Première journée agréable loin des noirceurs en tous genres.
Textos et appels de mes proches ont ponctués mon petit périple de quelques heures. Je vous aime tous et tant et vous sais soucieux de mon état par rapport à cette rupture houleuse.

°koukou42°

vendredi 7 août 2009

Escapade savoyardes (1)



Samedi 21 mars 2009 - 13 heures -

Départ pour Essert-Romant. Haute-Savoie. Autoroute. Il fait beau. Je m’enfonce de plus en plus dans l’élément minéral ; et de plus en plus saupoudré de neige. Lyon, Chambéry, Annecy, Cluse, Morzine, Essert-Romant, petit village agrémenté d’un seul bar-restaurant. J’arrive après deux heures trente de route aux gîtes communaux du Roc d’Enfer.
Petits chalets accolés par quatre. Le N° 11, chalet « Le Tréchon », ma villégiature pour la semaine.
Température 4°.
Configuration du lieu :
Une entrée avec placard, porte skis et chaussures.
Un couloir qui mène aux toilettes et à la salle de bain.
Sept marches qui montent à l’étage et qui desservent deux chambres. Une avec un grand placard et deux lits d’une personne, et l’autre avec également un grand placard et un lit deux personnes ; les deux donnant sur balcon avec vue magnifique.
Retour au couloir d’où descendent sept marches qui donnent sur la pièce à vivre.
Un coin cuisine aménagée, un coin salon : deux fauteuils et table basse.
Un coin repas avec une grande table et deux bancs
Un coin repos avec banquette faisant office de double couchage
Une porte fenêtre donnant sur terrasse agrémentée d’une table et chaises de jardin, et banc en bois.
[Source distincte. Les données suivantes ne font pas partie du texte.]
PR #1165, opened 2024-05-17
fix: Correct `default_order` for not case-sensitive `StringBone`s

sveneberth:
Without the `.idx` suffix an empty result is returned


phorward (changes requested):
Hm, indeed this is a possible fix, but on the other side the order setting should be generally handled by the bones, and not in the prototypes, like in `BaseBone.buildDBSort`. 

There's already pull request #1077 on this, which can be useful. Maybe it would be better to allow for a `dict` here as well, which is being fed to `Query.mergeExternalFilter()`, which then handles the ordering correctly?

sveneberth:
> Hm, indeed this is a possible fix, but on the other side the order setting should be generally handled by the bones, and not in the prototypes, like in `BaseBone.buildDBSort`.

Yeah, absolutely. After I found this bug I thought the same thing. But after looking at `buildDBSort`, I saw this only works on queries, we don't have here. Therefore, it was too much work for a hotfix. I'd appreciate to use the help of the bones, but for now let's go with this fix to get things working.

phorward:
> But after looking at `buildDBSort`, I saw this only works on queries, we don't have here.

I've made an alternative proposal for this PR in #1169. It's not perfect, but uses the provided facilities.

Furthermore, #1077 was updated and tested now, and I would like to merge it into develop.

sveneberth:
Replaced by https://github.com/viur-framework/viur-core/pull/1169

PR #1167, opened 2024-05-21
cicd: Enable tests for python 3.12

sveneberth:


sveneberth:
> @sveneberth I've updated some more parts of your branch, to enforce Python 3.12 also for codecov and for linting.

okay for me

PR #1169, opened 2024-05-23
fix: Allow dict-filters for `default_order`

phorward:
- Also allows for dict-style filter definitions as default_order
- Alternative fix for #1165


sveneberth (approved):
It's easier than I thought.

PR #1177, opened 2024-05-27
fix: Add `google.cloud.logging_v2.handlers.transports.background_thread`  to the `EXCLUDED_LOGGER_DEFAULTS`

ArneGudermann:
This fix the Problem that the logging explorer is filled with trash logs.
Like 
image


phorward (approved):
Uh perfect, thanks for fixing!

Je prends possession des lieux. M’approprie mon espace vital.
M’offre le doux luxe d’un moment de super détente dans un bain chaud, un verre de viognier. Hum ! Que c’est bon de penser à soi. Repas frugal. Au lit à vingt heures avec mon bouquin. Je suis épuisé de ces dernières semaines.
Trop de stress accumulé par le comportement et les vilénies de mon ex. Une semaine pour me dépolluer l’esprit.

°koukou42°

mercredi 5 août 2009

A petit pas...

A petit pas et tout doucement j'ai refermé une porte ailleur pour en rouvrir une autre ici.